Rio ready for growth but still cautious
RIO TINTO reported a two per cent fall in iron ore production since last year and raised concerns of a possible double-dip recession and slower Chinese growth yesterday.
The world’s second-biggest iron ore miner said it was running its mines close to capacity and forecast total annual output of 234m tonnes, slightly up on earlier forecasts.
“Markets for most of our products are strong and the overall long-term demand outlook is positive,” chief executive Tom Albanese said in the company’s second quarter review.
“But in recent weeks, fears about a possible double-dip recession in OECD countries and a slight slowdown in Chinese growth have led to some weakening in sentiment,” Albanese added.
The firm said its copper production fell 19 per cent on last year due to lower ore grades in several mines, and that aluminium production may suffer after power problems in Quebec.
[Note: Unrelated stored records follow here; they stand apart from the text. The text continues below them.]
PR #5626, opened 2024-07-15
Fixup on deleteObject 

benzekrimaha:
Introduced by https://github.com/scality/cloudserver/pull/5580 we now do send a requestContext with no specific resource instead of "null", which results in a policy evaluation error. As we get an implicit deny for the requestType "objectDelete", causing the processed result to be false , thus sending an empty array of objects to vault , resulting in a deny even when the policy allows the action on specific objects.

Linked Issue : https://scality.atlassian.net/browse/CLDSRV-555

### DIFF
--- a/lib/api/multiObjectDelete.js
+++ b/lib/api/multiObjectDelete.js
@@ -397,8 +397,9 @@ function multiObjectDelete(authInfo, request, log, callback) {
                 if (bucketShield(bucketMD, 'objectDelete')) {
                     return next(errors.NoSuchBucket);
                 }
-                if (!isBucketAuthorized(bucketMD, 'objectDelete', canonicalID, authInfo, log, request,
-                    request.actionImplicitDenies)) {
+                // The implicit deny flag is ignored in the DeleteObjects API, as authorization only
+                // affects the objects.
+                if (!isBucketAuthorized(bucketMD, 'objectDelete', canonicalID, authInfo, log, request)) {
                     log.trace("access denied due to bucket acl's");
                     // if access denied at the bucket level, no access for
                     // any of the objects so all results will be error results


anurag4DSB (commented):
We should make this change in development branches starting from 7.x (assuming this is present in 7.x as well)

benzekrimaha:
@anurag4DSB 7.x branches are not concerned by this fixup as the https://github.com/scality/cloudserver/pull/5580 was merged in 8.8 only

ghost:
@benzekrimaha we can indeed backport this fix and have it in 7.x branches, if we also pass the implicit flag in there, as we might end up with the same problem if we implement quotas with scuba at some point, even if the bug is not (yet) in 7.x

anurag4DSB (approved):
As this is not present in 7.x approving.
I will let you decide if you want this in 7.x or not (following @williamlardier's comment)

benzekrimaha:
PR will be merged starting 7.10

benzekrimaha:
@bert-e create_pull_requests

lib/api/multiObjectDelete.js
```diff
@@ -398,7 +398,7 @@ function multiObjectDelete(authInfo, request, log, callback) {
                     return next(errors.NoSuchBucket);
                 }
                 if (!isBucketAuthorized(bucketMD, 'objectDelete', canonicalID, authInfo, log, request,
-                    request.actionImplicitDenies)) {
+                    false)) {
```
ghost: IIRC we can also just remove the argument, and have a small comment to explain why we don't pass it:

```suggestion
                // The implicit deny flag is ignored in the DeleteObjects API, as authorization only
                // affects the objects.
                if (!isBucketAuthorized(bucketMD, 'objectDelete', canonicalID, authInfo, log, request) {
```

ghost (approved):

benzekrimaha:
@bert-e reset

Gold production was also down 34 per cent.
The firm said the impact of the slowdown on underlying earnings would be around $100m (£65.6m).
Expansion in Australia came a step closer yesterday as the firm has approved $200m of funding to enlarge its mines in Pilbara, following the end of a long-running spat with the government over the planned tax on mining operations.
“Growth is firmly back on our agenda. We have a large range of options for expansion and investment competing for capital,” said Albanese.
The firm is keen to move on from its ill-timed investment in Alcan, parts of which were sold off for $3.6bn during the first half of 2010. Shares closed 0.5p down yesterday.